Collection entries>

*** Begin section ***

PR #2416, opened 2026-08-04
[19.0][IMP] partner_email_check: allow bypassing the checks per operation

cliffkujala:
## What

Two context keys that turn a check off for a single operation:

- `partner_email_check_skip_deliverability` — skips the DNS lookup, and keeps validation and normalization.
- `partner_email_check_skip_syntax` — skips both, exactly as disabling the company setting does.

The company settings are untouched and nothing changes for callers that do not opt out.

## Why

The checks run on every `res.partner` create and write. That is right for an address a user typed, and wrong for one the code did not collect from a user.

Odoo's incoming mail gateway creates a partner for the sender of every message it accepts, and bulk senders — HubSpot, Mailchimp, SendGrid — routinely send from a subdomain that publishes no MX record. With **Check email deliverability** enabled, storing that sender raises `ValidationError`. `mail.thread.message_route` reads any exception out of `message_new` as a misconfigured alias, so one such message produces:

- a discarded message,
- an alias flagged **Invalid**, which refuses every later message to it as well,
- and a bounce aimed at an address that by definition cannot receive it, retried until the relay gives up.

We hit that in production: a HubSpot campaign sent from `39698511m.em.knapheide.com` took a working inbound alias out of service until someone noticed and cleared the flag. Nobody's data was improved by refusing the address.

The only workaround available today is disabling the company setting, which gives up the check for exactly the addresses it was written for — the ones staff type in. A caller that knows it is storing a sender rather than user input can say so instead.

## Usage

```python
# Store the address even though its domain accepts no mail.
partner.with_context(partner_email_check_skip_deliverability=True).write(vals)

# Store it without validating or normalizing it at all.
partner.with_context(partner_email_check_skip_syntax=True).write(vals)
```

## Tests

Four added, covering that the deliverability bypass still normalizes (mixed case in, lowercase out), that it does not quietly take the syntax check with it, that it does not persist onto the record's own environment, and that the syntax key works while the company setting is on.

Documented in `readme/USAGE.md`.

### DIFF
--- a/partner_email_check/models/res_partner.py
+++ b/partner_email_check/models/res_partner.py
@@ -61,12 +61,32 @@ class ResPartner(models.Model):
         return result.normalized.lower()
 
     def _should_check_syntax(self):
+        """Whether to validate the address, and so also normalize it.
+
+        ``partner_email_check_skip_syntax`` in the context turns this off for a
+        single operation, for the same reason as
+        ``_should_check_deliverability``. It skips normalization too, exactly as
+        disabling the company setting does.
+        """
+        if self.env.context.get("partner_email_check_skip_syntax"):
+            return False
         return self.env.company.partner_email_check_syntax
 
     def _should_filter_duplicates(self):
         return self.env.company.partner_email_check_filter_duplicates
 
     def _should_check_deliverability(self):
+        """Whether to require that the address' domain accepts mail.
+
+        ``partner_email_check_skip_deliverability`` in the context turns this
+        off for a single operation. Code that stores addresses it did not
+        collect from a user needs that: the incoming mail gateway creates a
+        partner for the sender of every message, and bulk senders routinely send
+        from a subdomain that publishes no MX record, so a hard check there
+        discards the message rather than improving anyone's data.
+        """
+        if self.env.context.get("partner_email_check_skip_deliverability"):
+            return False
         return self.env.company.partner_email_check_check_deliverability
 
     @api.model_create_multi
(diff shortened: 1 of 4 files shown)


partner_email_check/tests/test_partner_email_check.py
```diff
@@ -121,3 +121,39 @@ def test_invalid_email_addresses_allowed(self):
...
+        partner = self.test_partner.with_context(
+            partner_email_check_skip_deliverability=True
+        )
+        partner.email = "Cezrik@ACOA.nrdkt"
+        self.assertEqual(partner.email, "cezrik@acoa.nrdkt")
+
+    def test_syntax_still_checked_when_deliverability_skipped(self):
+        """Bypassing one check must not quietly bypass the other."""
+        self.check_deliverability()
+        with self.assertRaises(ValidationError):
```
ivantodorovich, line 141: better to use assertRaisesRegex to ensure the exception is actually what you expect

partner_email_check/models/res_partner.py
```diff
@@ -61,12 +61,32 @@ def _normalize_email(self, email):
...
+
+        ``partner_email_check_skip_deliverability`` in the context turns this
+        off for a single operation. Code that stores addresses it did not
+        collect from a user needs that: the incoming mail gateway creates a
+        partner for the sender of every message, and bulk senders routinely send
+        from a subdomain that publishes no MX record, so a hard check there
+        discards the message rather than improving anyone's data.
+        """
+        if self.env.context.get("partner_email_check_skip_deliverability"):
+            return False
```
ivantodorovich, line 89: Maybe it's a personal take, but IMO it's better to use positive flags

```suggestion
        if not self.env.context.get("partner_email_check_deliverability", True):
            return False
```

Meaning: by default it's True, but you can set it to False explicitly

*** End section ***

Exercise objective> Take the lines from the top of the data through the one that contains "- an alias flagged" and copy them exactly, leaving out every line after it.

Answer to this problem>
PR #2416, opened 2026-08-04
[19.0][IMP] partner_email_check: allow bypassing the checks per operation

cliffkujala:
## What

Two context keys that turn a check off for a single operation:

- `partner_email_check_skip_deliverability` — skips the DNS lookup, and keeps validation and normalization.
- `partner_email_check_skip_syntax` — skips both, exactly as disabling the company setting does.

The company settings are untouched and nothing changes for callers that do not opt out.

## Why

The checks run on every `res.partner` create and write. That is right for an address a user typed, and wrong for one the code did not collect from a user.

Odoo's incoming mail gateway creates a partner for the sender of every message it accepts, and bulk senders — HubSpot, Mailchimp, SendGrid — routinely send from a subdomain that publishes no MX record. With **Check email deliverability** enabled, storing that sender raises `ValidationError`. `mail.thread.message_route` reads any exception out of `message_new` as a misconfigured alias, so one such message produces:

- a discarded message,
- an alias flagged **Invalid**, which refuses every later message to it as well,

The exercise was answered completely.